My Electra was in the shop, so this morning I CaBi'd from Petworth to Bloomingdale for a quick photo shoot. Stopped off at Big Bear Cafe for a coffee (man, the place was packed on a Saturday morning). Then CaBi'd from there to The Bike Rack at 14th and Q (100 percent on the R Street bike lane) to pick up my bike. Ran into one of my neighbors who was thinking about a new bike. I, true to recent form, gave her the upright/slow/normal clothes spiel. I know, I'm probably getting annoying.

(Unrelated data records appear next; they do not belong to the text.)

PR #582, opened 2024-11-22
chore(example): remove obsolete fund_agents_if_low

Dacksus:
funds are added automatically on registration, no need to explicitly do this anymore.


Archento:
I think this is the only example where it actually makes sense to have the former (now redundant) function in. This is because we'll need to fund a separate wallet and not the agents' wallet itself during startup (to make sure the example works).
If there are no objections we can close this issue.

Archento:
Closing this now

Moseyed over to Dupont Circle to look for citizen-cycling pics. Didn't find much going on photo-wise, but did put a few of my Moo calling cards on any parked bikes that looked like candidates for the Chainguard Revolution. In a nice little moment of karma, my friend Eric sent me this cool video that was sort of apropos to the bike-day I was having. Watched it on my phone before heading up to Adams Morgan (first real hill of the day) did a few errands, warmed my hands up in a few places.

Grabbed lunch from one of the Latino vendors who set up on weekends in the little plaza outside City Bikes. Really great Puerto Rican pork and a garlicky plantain dish I can't remember the name of. The nice guy who sold it to me sat down while I was eating it and explained all the inside tricks he uses to make it.

There I met Eryn and Patrick, around the time I was taking this picture of the plaza scene:

They asked me about my bike because she was shopping for an upright bike and had been eyeing the Electras online. She actually had heard of District Citizen Cycling! ("wow, that's you?!") Very cool, first time that's happened. Further up the street, here's Eryn and Patrick taking out the last available CaBis at the 16th and Columbia station:

Riding home, dropped in for the tail end of the bike clinic behind Qualia Coffee on Georgia Avenue, where I finally made some decent photos that helped redeem the day a bit in that regard (see previous post):

Kind of cold out there, and the wind had some bite, but plenty sunny. Nice DC early winter day. Just the kind of bike-day that puts you in touch with the city in a way that driving and walking don't. Walking's great, but biking you're flowing like water through the streets, covering ground quickly while absorbing your changing surroundings, finding a kind of rhythm, feeling DC's great neighborhoods and how they connect. City zen!

Wednesday, November 10, 2010

Reason to bike #437

I think it's safe to say drivers don't have as much fun at stoplights.